Tedros Adhanom Ghebreyesus, general director of the WHO, warns that the time to stop the spread of the disease “is running out.”

While in countries such as South Korea, Singapore or Iran there are jumps in cases of covid-19 coronavirus caused by infected groups, what most worries experts is not numbers, but how difficult it is to trace the origin of These groups. Problems finding each source — the first patient that causes each new group — may indicate that the disease has begun to spread too far for known and proven measures to stop it.

“We will probably have a pandemic”

“The series of foci that occur around the world is a sign that things are moving forward, and what we are going to have here is probably a pandemic,” Ian Mackay, a virus specialist at the University of Queensland, warns at AP. in Australia.

Along the same lines, Dr.
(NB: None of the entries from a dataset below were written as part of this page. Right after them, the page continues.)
PR #1132, opened 2026-06-02
fix: tx prices linking, dashboard load, initial sync errors

chedieck:
Depends On
---
- [ ] #1131

Description
---
- Transactions with missing prices no longer crash the entire sync batch or cache rebuild — they're skipped with a warning, and should be fixed by the jobs thread.
- Chronik WebSocket disconnections no longer kill the initial sync — reconnects with exponential backoff
- TX_CONFIRMED handler throttled to max 6 concurrent — prevents DB connection exhaustion on blocks with many tracked txs
- Cache rebuild no longer blocks page loads — uses cursor pagination, excludes unused relations, and doesn't starve the connection pool
- Payments/wallets endpoints use direct DB queries instead of slow subqueries

### Performance
- `/api/payments` uses `addressId IN (...)` instead of EXISTS subquery (120s → 4s for large users)
- `/api/payments/count` uses direct DB count instead of dashboard cache recomputation
- Wallet balance uses SQL aggregate instead of loading all transactions
- Cache rebuild uses cursor-based pagination and skips `inputs` relation

Test Plan
---
This is running on prod rn.
To test locally, preferrably use prod's DB locally according to the workflow detailed in #1131
1. Spin up the local mirror of prod
2. Verify addresses with missing prices log warnings but don't halt the batch
3. Check that, while the jobs are syncing the address and the dashboard is being created, we still don't get endless loading pages and get the partial data served
4. Wait for a block with multiple tracked txs — confirm no connection exhaustion errors
5. Navigate to payments page as a large user — should load in <5s

## Summary by CodeRabbit

* **New Features**
  * Added a “Data still being calculated” banner on the dashboard, with automatic polling to refresh results while rebuilds are in progress.
  * Improved dashboard and payment updates by moving long-running cache rebuilds to background processing.

* **Bug Fixes**
  * Reduced duplicate cache work under concurrent requests.
  * Updated transaction/payment counting and address/payment calculations to align with current filters.
  * Improved Chronik connection resiliency and capped confirmed-transaction processing to prevent overload.

* **Tests**
  * Updated dashboard and service tests to reflect the new rebuild status behavior.


constants/index.ts
```diff
@@ -277,10 +277,10 @@ export const CONFIRMED_TX_PROCESS_DELAY = 100
 export const CHRONIK_WS_MAX_RETRIES = 10
 export const CHRONIK_WS_BASE_DELAY_MS = 5000
 
-// Number of tries before failing a chronik call (min 1)
-export const CHRONIK_TRIES = 3
+// Number of tries before failing a chronik HTTP call (min 1)
+export const CHRONIK_HTTP_MAX_RETRIES = 3
```
Fabcien: This is not the number of retries, but the number of tries. It's now off by one

services/transactionService.ts
```diff
@@ -544,19 +545,32 @@ export async function connectTransactionsListToPrices (
...
+      continue
     }
     rows.push(...buildPriceTxConnectionInput(t, allPrices))
   }
+
+  if (skippedTxIds.length > 0) {
+    console.warn(`[PRICES] Skipped ${skippedTxIds.length} txs due to missing price data.`)
+  }
+
+  const txIdsToConnect = txList.filter(t => !skippedTxIds.includes(t.id)).map(t => t.id)
```
Fabcien: This is very inefficient, you can build txIdsToConnect on the fly (instead of the skipped ones) and check if txList.length > txIdsToConnect.length to determine if there is any skipped tx. This avoids the O(n²) search and map building + saves some memory from the temporary filter vector.

constants/index.ts
```diff
@@ -277,7 +277,7 @@ export const MEMPOOL_PROCESS_DELAY = 100
 // On chronik, the max allowed is 200
 export const CHRONIK_FETCH_N_TXS_PER_PAGE = 200
 
-export const INITIAL_ADDRESS_SYNC_FETCH_CONCURRENTLY = 16
+export const INITIAL_ADDRESS_SYNC_FETCH_CONCURRENTLY = 64
```
Fabcien: Not sure about that... this might not improve the bandwidth usage but can increase the memory consumption significantly

services/chronikService.ts
```diff
@@ -181,6 +182,42 @@ export class ChronikBlockchainClient {
     }
   }
 
+  private async connectWsWithRetry (maxRetries = 10, baseDelay = 5000): Promise<void> {
+    for (let attempt = 1; attempt <= maxRetries; attempt++) {
```
Fabcien: This is off by one

services/chronikService.ts
```diff
@@ -664,10 +701,16 @@ export class ChronikBlockchainClient {
...
+      onReconnect: (_: ws.Event) => {
+        console.log(`${this.CHRONIK_MSG_PREFIX}: Chronik webSocket unexpectedly closed. Attempting reconnection...`)
+        void this.reconnectWs()
+      },
       onConnect: (_: ws.Event) => { console.log(`${this.CHRONIK_MSG_PREFIX}: Chronik webSocket connection (re)established.`) },
-      onEnd: (e: ws.Event) => { console.log(`${this.CHRONIK_MSG_PREFIX}: Chronik WebSocket ended, type: ${e.type}.`) },
-      autoReconnect: true
+      onEnd: (e: ws.Event) => {
+        console.log(`${this.CHRONIK_MSG_PREFIX}: Chronik WebSocket ended, type: ${e.type}. Attempting reconnection...`)
+        void this.reconnectWs()
```
Fabcien: I'm not sure that's what you want, this could prevent you from stopping the app as it will keep trying to reconnect ?

constants/index.ts
Fabcien: NVM just saw the follow-up. You'd better squash this one

constants/index.ts
```diff
@@ -269,8 +269,10 @@ export const XEC_TX_EXPLORER_URL = 'https://explorer.e.cash/tx/'
 export const BCH_TX_EXPLORER_URL = 'https://blockchair.com/bitcoin-cash/transaction/'
 
 export const MAX_MEMPOOL_TXS_TO_PROCESS_AT_A_TIME = 2
+export const MAX_CONFIRMED_TXS_TO_PROCESS_AT_A_TIME = 6
```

Sylvie Briand, from WHO, notes that “different patterns of transmission are observed in different places.” “We have a lot of diversity, different shoots that show different phases,” he explains.

They reveal that there are people infected with coronavirus without symptoms that can spread the disease


In expressing its concern, above all, about the rapid increase in cases in Iran, as well as in South Korea and Italy, Tedros Adhanom Ghebreyesus, WHO’s director general, has warned this Saturday that the time to stop the spread ” it’s ending”.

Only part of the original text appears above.